Considering all the evidence at hand and the opinion of AG Sharpston it would seem that the decision of the case turns on the finding of any other commercially significant purposes for the mod chip. However, it is this writer’s opinion that even in the instance of other legitimate uses being found, the primary purpose of the mod chip to facilitate the playing of unauthorised or illegitimate video games outweighs any other use. Therefore, Nintendo should receive protection for its TPMs as well as protection against the supply of PC Box’s mod chips.
Although the Nintendo v PC Box case is interesting in its own right, it does raise some further issues and questions which are as interesting as the case itself. One of the first issues discussed in the case at the domestic level concerned what the applicable law should be, that is the Computer Programs Directive 2009 or the Information Society Directive 2001. The decision to choose the Information Society Directive as the applicable law is a significant one because it meant categorising video games as more than software. In fact, the court held that video games cannot simply be regarded as computer programs but instead are “complex multimedia works.” The implication of this is that video games are afforded a broader range of protection than it would be entitled to if were categorised as a mere computer program.

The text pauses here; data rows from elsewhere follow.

PR #294, opened 2021-11-29
Refactor tests

SomtochiAma:
This pull request removes ginkgo from the test. It also adds tests for receivers handler.

New tests added:
`TestReceiverHandler` and `TestEventHandler`(refactored)


controllers/testdata/crd.yaml
```diff
@@ -0,0 +1,284 @@
+---
+apiVersion: apiextensions.k8s.io/v1
+kind: CustomResourceDefinition
```
stefanprodan, line 3: Please remove this file, we get this into bin.

go.mod
```diff
@@ -13,14 +13,15 @@ require (
 	github.com/fluxcd/notification-controller/api v0.19.0
 	github.com/fluxcd/pkg/apis/meta v0.11.0-rc.1
 	github.com/fluxcd/pkg/runtime v0.13.0-rc.5
+	github.com/fluxcd/pkg/ssa v0.3.1
+	github.com/fluxcd/source-controller/api v0.19.0
```
stefanprodan, line 17: We can’t make NC depend on any other Flux API. If we need to operate on sources we ca use unstructured objects.

stefanprodan (changes requested):

controllers/testdata/repo.yaml
```diff
@@ -0,0 +1,11 @@
...
+apiVersion: source.toolkit.fluxcd.io/v1beta1
+kind: GitRepository
+metadata:
+  name: podinfo
+  namespace: "%[1]s"
+spec:
+  interval: 1m
+  url: https://github.com/stefanprodan/podinfo
+  ref:
+    branch: main
```
stefanprodan, line 11: Please use here a `semver: 6.0.x`, there is no main brach in podinfo repo.

stefanprodan (commented):
@SomtochiAma you please write in the PR description what this does, which new tests were added and for what. Also please squash the commits.

stefanprodan (approved):
LGTM

Thanks @SomtochiAma 🌷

A second interesting point to note is the manner in which the referring court addressed the second question in Nintendo v PC Box. In applying Article 6(2) the court was only concerned with subsection (b), ignoring subsections (a) and (c). It would be desirable to apply Article 6(2) in a cumulative manner for the purpose of determining whether the supply of a device should be protected against opposed to singling out an individual criterion. The consequence of this is that the Italian district court could have avoided the hard question of determining whether PC Box’s mod chips had any other commercially significant purposes by merely looking at the reason the device was designed and its marketing. The rationale behind this criticism is that the marketing and design of PC Box’s mod chips would give insight into the primary purpose of the mod chips as well as any other commercially significant purposes. Thus, answering the question posed by the district court anyway.
But more generally, this case raises the issue of whether TPMs belong in copyright law. Although there is virtue in protecting TPMs given that they serve the purpose of preventing copyright infringements, the reality is that there is nothing inherently copyright-esque about TPMs or anti-circumvention protection. It can be argued that Article 6(1) is a black sheep in the copyright flock.

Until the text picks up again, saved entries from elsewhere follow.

PR #142, opened 2022-08-12
[FLINK-28943] Add Transformer and Estimator for MaxAbsScaler

weibozhao:
Add Transformer and Estimator of MaxAbsScaler in FlinkML. 
## Brief change log
* Add MaxAbsScaler (Java & Python)
* Add MaxAbsScalerModel (Java & Python)
* Add unit test for MaxAbsScaler and MaxAbsScalerModel (Java & Python)
* Add example code for MaxAbsScaler and MaxAbsScalerModel (Java&Python)
Does this pull request introduce a new feature? (no)

### DIFF
--- a/flink-ml-lib/src/main/java/org/apache/flink/ml/feature/maxabsscaler/MaxAbsScaler.java
+++ b/flink-ml-lib/src/main/java/org/apache/flink/ml/feature/maxabsscaler/MaxAbsScaler.java
@@ -1,0 +1,180 @@
+/*
+ * Licensed to the Apache Software Foundation (ASF) under one
+ * or more contributor license agreements.  See the NOTICE file
+ * distributed with this work for additional information
+ * regarding copyright ownership.  The ASF licenses this file
+ * to you under the Apache License, Version 2.0 (the
+ * "License"); you may not use this file except in compliance
+ * with the License.  You may obtain a copy of the License at
+ *
+ *     http://www.apache.org/licenses/LICENSE-2.0
+ *
+ * Unless required by applicable law or agreed to in writing, software
+ * distributed under the License is distributed on an "AS IS" BASIS,
+ * WITHOUT WARRANTIES OR CONDITIONS OF ANY KIND, either express or implied.
+ * See the License for the specific language governing permissions and
+ * limitations under the License.
+ */
+
+package org.apache.flink.ml.feature.maxabsscaler;
+
+import org.apache.flink.api.common.functions.MapFunction;
+import org.apache.flink.api.common.state.ListState;
+import org.apache.flink.api.common.state.ListStateDescriptor;
+import org.apache.flink.iteration.operator.OperatorStateUtils;
+import org.apache.flink.ml.api.Estimator;
+import org.apache.flink.ml.linalg.DenseVector;
+import org.apache.flink.ml.linalg.SparseVector;
+import org.apache.flink.ml.linalg.Vector;
+import org.apache.flink.ml.linalg.typeinfo.DenseVectorTypeInfo;
+import org.apache.flink.ml.param.Param;
+import org.apache.flink.ml.util.ParamUtils;
+import org.apache.flink.ml.util.ReadWriteUtils;
+import org.apache.flink.runtime.state.StateInitializationContext;
+import org.apache.flink.runtime.state.StateSnapshotContext;
+import org.apache.flink.streaming.api.datastream.DataStream;
+import org.apache.flink.streaming.api.operators.AbstractStreamOperator;
+import org.apache.flink.streaming.api.operators.BoundedOneInput;
+import org.apache.flink.streaming.api.operators.OneInputStreamOperator;
+import org.apache.flink.streaming.runtime.streamrecord.StreamRecord;
+import org.apache.flink.table.api.Table;
+import org.apache.flink.table.api.bridge.java.StreamTableEnvironment;
+import org.apache.flink.table.api.internal.TableImpl;
+import org.apache.flink.types.Row;
+import org.apache.flink.util.Preconditions;
+
+import java.io.IOException;
+import java.util.HashMap;
+import java.util.Map;
+
+/**
+ * An Estimator which implements the MaxAbsScaler algorithm. This algorithm rescales feature values
+ * to the range [-1, 1] by dividing through the largest maximum absolute value in each feature. It
+ * does not shift/center the data and thus does not destroy any sparsity.
+ */
+public class MaxAbsScaler
+        implements Estimator<MaxAbsScaler, MaxAbsScalerModel>, MaxAbsScalerParams<MaxAbsScaler> {
+    private final Map<Param<?>, Object> paramMap = new HashMap<>();
+
+    public MaxAbsScaler() {
+        ParamUtils.initializeMapWithDefaultValues(paramMap, this);
+    }
+
+    @Override
+    public MaxAbsScalerModel fit(Table... inputs) {
+        Preconditions.checkArgument(inputs.length == 1);
+        final String inputCol = getInputCol();
+        StreamTableEnvironment tEnv =
+                (StreamTableEnvironment) ((TableImpl) inputs[0]).getTableEnvironment();
+
+        DataStream<Vector> inputData =
+                tEnv.toDataStream(inputs[0])
+                        .map(
+                                (MapFunction<Row, Vector>)
+                                        value -> ((Vector) value.getField(inputCol)));
+
+        DataStream<Vector> maxAbsValues =
+                inputData
+                        .transform(
+                                "reduceInEachPartition",
+                                inputData.getType(),
+                                new MaxAbsReduceFunctionOperator())
+                        .transform(
+                                "reduceInFinalPartition",
+                                inputData.getType(),
+                                new MaxAbsReduceFunctionOperator())
+                        .setParallelism(1);
+
+        DataStream<MaxAbsScalerModelData> modelData =
+                maxAbsValues.map(
+                        (MapFunction<Vector, MaxAbsScalerModelData>)
+                                vector -> new MaxAbsScalerModelData((DenseVector) vector));
+
+        MaxAbsScalerModel model =
+                new MaxAbsScalerModel().setModelData(tEnv.fromDataStream(modelData));
+        ReadWriteUtils.updateExistingParams(model, getParamMap());
+        return model;
+    }
+
+    /**
+     * A stream operator to compute the maximum absolute values in each partition of the input
+     * bounded data stream.
+     */
+    private static class MaxAbsReduceFunctionOperator extends AbstractStreamOperator<Vector>
+            implements OneInputStreamOperator<Vector, Vector>, BoundedOneInput {
+        private ListState<DenseVector> maxAbsState;
+        private DenseVector maxAbsVector;
+
+        @Override
+        public void endInput() {
+            if (maxAbsVector != null) {
+                output.collect(new StreamRecord<>(maxAbsVector));
+            }
+        }
+
+        @Override
+        public void processElement(StreamRecord<Vector> streamRecord) {
+            Vector currentValue = streamRecord.getValue();
+            if (currentValue == null) {
+                throw new RuntimeException("Input column data cannot be null.");
+            }
+
+            maxAbsVector =
+                    maxAbsVector == null ? new DenseVector(currentValue.size()) : maxAbsVector;
+            Preconditions.checkArgument(
+                    currentValue.size() == maxAbsVector.size(),
+                    "The training data should all have same dimensions.");
+
+            if (currentValue instanceof DenseVector) {
+                double[] values = ((DenseVector) currentValue).values;
+                for (int i = 0; i < currentValue.size(); ++i) {
+                    maxAbsVector.values[i] = Math.max(maxAbsVector.values[i], Math.abs(values[i]));
+                }
+            } else if (currentValue instanceof SparseVector) {
+                int[] indices = ((SparseVector) currentValue).indices;
+                double[] values = ((SparseVector) currentValue).values;
+
+                for (int i = 0; i < indices.length; ++i) {
+                    maxAbsVector.values[indices[i]] =
+                            Math.max(maxAbsVector.values[indices[i]], Math.abs(values[i]));
+                }
+            }
+        }
+
+        @Override
+        public void initializeState(StateInitializationContext context) throws Exception {
+            super.initializeState(context);
+            maxAbsState =
+                    context.getOperatorStateStore()
+                            .getListState(
+                                    new ListStateDescriptor<>(
+                                            "maxAbsState", DenseVectorTypeInfo.INSTANCE));
+
+            OperatorStateUtils.getUniqueElement(maxAbsState, "maxAbsState")
+                    .ifPresent(x -> maxAbsVector = x);
+        }
+
+        @Override
+        public void snapshotState(StateSnapshotContext context) throws Exception {
+            super.snapshotState(context);
+            maxAbsState.clear();
+            if (maxAbsVector != null) {
+                maxAbsState.add(maxAbsVector);
+            }
+        }
+    }
+
+    @Override
+    public Map<Param<?>, Object> getParamMap() {
+        return paramMap;
+    }
+
+    @Override
+    public void save(String path) throws IOException {
+        ReadWriteUtils.saveMetadata(this, path);
+    }
+
+    public static MaxAbsScaler load(StreamTableEnvironment tEnv, String path) throws IOException {
+        return ReadWriteUtils.loadStageParam(path);
+    }
+}
--- a/flink-ml-lib/src/main/java/org/apache/flink/ml/feature/maxabsscaler/MaxAbsScalerModel.java
+++ b/flink-ml-lib/src/main/java/org/apache/flink/ml/feature/maxabsscaler/MaxAbsScalerModel.java
@@ -16,16 +16,17 @@
  * limitations under the License.
  */
 
-package org.apache.flink.ml.feature.minmaxscaler;
+package org.apache.flink.ml.feature.maxabsscaler;
 
 import org.apache.flink.api.common.functions.RichMapFunction;
-import org.apache.flink.api.common.typeinfo.TypeInformation;
 import org.apache.flink.api.java.typeutils.RowTypeInfo;
 import org.apache.flink.ml.api.Model;
 import org.apache.flink.ml.common.broadcast.BroadcastUtils;
 import org.apache.flink.ml.common.datastream.TableUtils;
+import org.apache.flink.ml.linalg.BLAS;
 import org.apache.flink.ml.linalg.DenseVector;
 import org.apache.flink.ml.linalg.Vector;
+import org.apache.flink.ml.linalg.typeinfo.VectorTypeInfo;
 import org.apache.flink.ml.param.Param;
 import org.apache.flink.ml.util.ParamUtils;
 import org.apache.flink.ml.util.ReadWriteUtils;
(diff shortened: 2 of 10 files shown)


flink-ml-lib/src/main/java/org/apache/flink/ml/feature/maxabsscaler/MaxAbsScaler.java
```diff
@@ -0,0 +1,201 @@
...
+                inputData
+                        .transform(
+                                "reduceInEachPartition",
+                                inputData.getType(),
+                                new MaxAbsReduceFunctionOperator())
+                        .transform(
+                                "reduceInFinalPartition",
+                                inputData.getType(),
+                                new MaxAbsReduceFunctionOperator())
+                        .setParallelism(1);
```
yunfengzhou-hub, line 87: Would it be better to reuse `DataStreamUtils.reduce` for this part?

flink-ml-lib/src/main/java/org/apache/flink/ml/feature/maxabsscaler/MaxAbsScaler.java
```diff
@@ -0,0 +1,201 @@
...
+        DataStream<MaxAbsScalerModelData> modelData =
+                DataStreamUtils.mapPartition(
```
yunfengzhou-hub, line 89: Given that the upstream operator would generate only one stream record, it seems unnecessary to use `DataStreamUtils.mapPartition` here. Maybe a simple `map` function is enough.

flink-ml-lib/src/main/java/org/apache/flink/ml/feature/maxabsscaler/MaxAbsScaler.java
```diff
@@ -0,0 +1,201 @@
...
+    }
+
+    /**
+     * A stream operator to compute the max values in each partition of the input bounded data
+     * stream.
+     */
+    private static class MaxAbsReduceFunctionOperator extends AbstractStreamOperator<Vector>
+            implements OneInputStreamOperator<Vector, Vector>, BoundedOneInput {
+        private ListState<DenseVector> maxState;
+        private DenseVector maxVector;
```
yunfengzhou-hub, line 113: If all input records are sparse vectors, this practice might waste much memory space. Is there any better way to improve this implementation?

flink-ml-lib/src/main/java/org/apache/flink/ml/feature/maxabsscaler/MaxAbsScaler.java
```diff
@@ -0,0 +1,201 @@
...
+            maxState =
+                    context.getOperatorStateStore()
+                            .getListState(
+                                    new ListStateDescriptor<>(
+                                            "maxState", TypeInformation.of(DenseVector.class)));
+            OperatorStateUtils.getUniqueElement(maxState, "maxState").ifPresent(x -> maxVector = x);
+        }
+
+        @Override
+        @SuppressWarnings("unchecked")
```
yunfengzhou-hub, line 178: Some SuppressWarnings like this are redundant. Could you please check and remove them?

flink-ml-lib/src/main/java/org/apache/flink/ml/feature/maxabsscaler/MaxAbsScalerModel.java
```diff
@@ -0,0 +1,162 @@
...
+            this.inputCol = inputCol;
+        }
+
+        @Override
+        public Row map(Row row) {
+            if (scaleVector == null) {
+                MaxAbsScalerModelData maxAbsScalerModelData =
+                        (MaxAbsScalerModelData)
+                                getRuntimeContext().getBroadcastVariable(broadcastKey).get(0);
+                scaleVector = maxAbsScalerModelData.maxVector;
```
yunfengzhou-hub, line 146: Could you please add document, support and tests for cases in which `maxVector` contains 0 values, which means `1.0 / scaleVector.values[i]` is invalid?

flink-ml-lib/src/main/java/org/apache/flink/ml/feature/maxabsscaler/MaxAbsScalerModel.java
```diff
@@ -0,0 +1,162 @@
...
+                for (int i = 0; i < scaleVector.size(); ++i) {
+                    if (scaleVector.values[i] != 0) {
+                        scaleVector.values[i] = 1.0 / Math.abs(scaleVector.values[i]);
```
yunfengzhou-hub, line 149: Spark's implementation is similar to `1.0 / scaleVector.values[i]`, instead of `1.0 / Math.abs(scaleVector.values[i])`. Would it be better to follow Spark's practice?

flink-ml-lib/src/test/java/org/apache/flink/ml/feature/MaxAbsScalerTest.java
```diff
@@ -0,0 +1,271 @@
...
+import java.util.ArrayList;
+import java.util.Arrays;
+import java.util.Collections;
+import java.util.List;
+
+import static org.apache.flink.test.util.TestBaseUtils.compareResultCollections;
+import static org.junit.Assert.assertEquals;
+
+/** Tests {@link MaxAbsScaler} and {@link MaxAbsScalerModel}. */
+public class MaxAbsScalerTest {
```
yunfengzhou-hub, line 55: Could you please add a test to verify the case when all values of input vectors are negative values? There might be a bug here?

 This price range is based on my own research of websites selling such devices.
 The illegitimate copies of video games are normally downloaded from torrent sites and then copied to DVDs or mass storage devices such as external hard drives.
 Note this would most likely also involve copyright infringement – reproduction of video games
 Case C-355/12
 Directive 2001/29
 Of course the opposite applies, in that, if the mod chip has no other commercially legitimate purpose(s) then the TPM used by Nintendo will likely be proportional and subject to protection under Article 6(1).
 Directive 2009/24
 Case C-355/12 para 25
 Article 6(1) (a), (b) and (c) should be considered together.